The dashboards themselves can be created dynamically without needing an in-depth knowledge of the monitoring infrastructure.

This work has been implemented by the CERN monitoring and cloud teams and thanks for the support of the Flume, Elastic Search and Kibana communities.

Saturday, 21 September 2013

A tale of 3 OpenStack clouds : 50,000 cores in production at CERN

I had several questions at the recent GigaOm conference in London regarding the OpenStack environments at CERN. This blog explains the different instances and their distinct teams of evaluation and administration.

The CERN IT department provides services for around 11,000 physicists from around the world. Our central services provide the basic IT infrastructure that any organisation needs from e-mail, web services, databases and desktop support.

In addition, we provide computing resources for the physics analysis of the 35PB/year that comes from the Large Hadron Collider. The collider is currently being upgraded until 2015 in order to double the energy of the beams and enhance the detectors which are situated around the ring.

During this period, we have a window for significant change to the central IT services. While the analysis of the data from the first run of the LHC continues during this upgrade, the computing infrastructure in CERN IT is moving towards a cloud model based on popular open source technologies used outside of CERN such as Puppet and OpenStack.

As we started working with these communities through mailing lists and conferences, we encountered other people from High Energy Physics organisations around the world who were going through the same transition, such as IN2P3, Nectar, IHEP and Brookhaven. What was most surprising is when we found out that others on the CERN site were working on OpenStack and Puppet and that the CERN IT cloud was actually the smallest one!

The two largest experiments, ATLAS and CMS, both have large scale farms close to filter the 1PB/s of data from each detector before sending it to the CERN computer centre for recording and analysis.
These High Level Trigger farms are over 1000 servers, each typically 12 core systems. During the upgrade of the LHC, these servers would be idle as there are no collisions. However, the servers are attached to CERN's technical network, which is isolated from the rest of CERN's network as this network is used for systems which are closely associated with the accelerator and other online systems. Thus, they could not easily be used for running physics programs since the data is not accessible from the technical network.

In view of this, the approach taken was to use a cloud with the virtual machines not being able to access the technical network. This allows strong isolation and makes it very easy to start/stop large numbers of programs at a time. During CMS's tests, they were starting/stopping 250VMs in a 5 minute period.

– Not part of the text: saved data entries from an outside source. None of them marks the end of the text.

PR #439, opened 2019-07-23
Update flutter web version

domesticmouse:
TBR @johnpryan


domesticmouse:
This is now running in prod

PR #442, opened 2019-08-16
Send cursor position and linked edit groups down with quick fixes

RedBrogdon:


RedBrogdon:
q.v. https://github.com/dart-lang/dart-pad/pull/1210

lib/src/api_classes.dart
```diff
@@ -7,6 +7,7 @@ library services.api_classes;
 
 import 'dart:convert';
 
+import 'package:analysis_server_lib/analysis_server_lib.dart';
```
johnpryan: I think we probably want to avoid using types from the analysis server API in the RESTful API for DartPad ([ref](https://github.com/dart-lang/dart-services/pull/414#discussion_r289186449)

domesticmouse: I'm curious what is being used from this import. `LinkedEditGroup` is the only new type in this delta, and that class is defined in `dartservices.dart`, yes?

RedBrogdon: @johnpryan I was looking at this (admittedly way old) comment from Luke:

https://github.com/dart-lang/dart-services/blob/master/lib/src/api_classes.dart#L174

Which led me to believe that exposing the class directly was the desired approach. I'd prefer the API and the analyzer be less tightly coupled, so (since it seems like we're in agreement on that) I'll refactor.

@domesticmouse LinkedEditGroup, LinkedEditSuggestion, and Position all come out of that file. `dartservices.json` is then generated from those definitions by `grind discovery`.

RedBrogdon:
Decoupled analyzer and API, tested with both old and new versions of dart-pad.

domesticmouse:
This is now deployed in production, so you should be able to deploy the front-end at your leisure. =)

PR #449, opened 2019-09-11
Updates for 2.5

RedBrogdon:
Includes the following changes:

* Updates SDK/image to 2.5.0
* Pins `_discoveryapis_common` dependency to 0.1.8+1
  - This works around the CORS issue with 0.1.9
* Updates the `rpc` dep to point to the 0.6.2 code, which hasn't yet been published
  - This fixes the break when rpc is run on Dart 2.5.0.

Once merged, dart-services can be deployed and we'll have a working 2.5.0 backend.


pubspec.yaml
```diff
@@ -3,10 +3,10 @@ publish_to: none
 
 environment:
   # Keep min SDK aligned with .travis.yml and FROM line of Dockerfile
-  sdk: '>=2.4.1 <3.0.0'
+  sdk: '>=2.5.0 <3.0.0'
 
 dependencies:
-  _discoveryapis_commons: ^0.1.8
+  _discoveryapis_commons: 0.1.8+1
```
johnpryan: nit: ">=0.1.8 <0.1.9" might be better in the case where we need to make updates to this version

RedBrogdon: Not sure I follow. Do you mean publishing another version of the package in between 0.1.8 and 0.1.9?

I'd prefer to pin this for now if only because I know I've manually tested dart-services and dart-pad with specific versions and can guarantee they're working together, which allows us to ship 2.5.

We will still need to determine why 0.1.9 isn't working for us, which will result in another change to this dependency.

johnpryan: 0.1.8+2 could be published, right?

RedBrogdon: Discussed offline. Will merge this and restore the range once 0.1.9 is figured out.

For the software selection, each experiment makes its own choices independent of the CERN IT department. However, both teams selected OpenStack as their cloud software. The ATLAS cloud was set up with the help of Brookhaven National Laboratories who are also running OpenStack in their centre. The CMS cloud was set up and run by two CMS engineers . 

For configuration management, ATLAS online teams were already using Puppet and CMS migrated from Quattor to Puppet during the course of the project. This allowed them to use the Stackforge Puppet modules, as we do in the CERN IT department.

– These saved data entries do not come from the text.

PR #451, opened 2019-09-16
Update Discovery APIs Commons to 0.1.9

domesticmouse:
Running as http://20190917t075845-dot-dart-services.appspot.com/

/cc @johnpryan

### DIFF
--- a/pubspec.lock
+++ b/pubspec.lock
@@ -7,7 +7,7 @@ packages:
       name: _discoveryapis_commons
       url: "https://pub.dartlang.org"
     source: hosted
-    version: "0.1.8+1"
+    version: "0.1.9"
   analysis_server_lib:
     dependency: "direct main"
     description:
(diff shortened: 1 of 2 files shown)


johnpryan:
Looks good to me. It looks like we still need to keep the frontend package at 0.1.8+2 though...  I verified it works locally with _discoveryapis_commons 0.1.8+2, but I wasn't able to get it working with 0.1.9:

```
Access to XMLHttpRequest at 'http://20190917t075845-dot-dart-services.appspot.com/api/dartservices/v1/compileDDC?alt=json' from origin 'http://localhost:8000' has been blocked by CORS policy: Response to preflight request doesn't pass access control check: No 'Access-Control-Allow-Origin' header is present on the requested resource.
```

domesticmouse:
Can/should we just add `Access-Control-Allow-Origin: *` to our services API?

PR #456, opened 2019-10-11
Test with prod and dev

domesticmouse:


domesticmouse:
Yup, it's preparation work for monorepo-izing. I'm setting it up so that we can run it under different versions of Dart for Flutter.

Both the experiment clouds are now in production, running physics simulation and some data analysis programs that can fit within the constraints of limited local storage and network I/O to the computer centre.

Thus, the current CERN cloud capacities are as follows.

Cloud Hypervisors Cores
28,800 (HT)
CMS OOOO cloud
CERN IT Ibex and Grizzly clouds
20,952 (HT)

This makes over 60,000 cores in total managed by OpenStack and Puppet at CERN.  With hyper-thread cores on both AMD and Intel CPUs, it is always difficult to judge exactly how much extra performance is achieved, thus my estimate of an effective delivery of 50,000 cores in total.

While the CERN IT cloud is currently only 20,000 cores, we are currently installing around 100 hypervisors a week in the two data centres in Geneva and Budapest so we would expect the cores in this area to significantly grow in the next 18 months as we are aiming for 300,000 cores in 2015.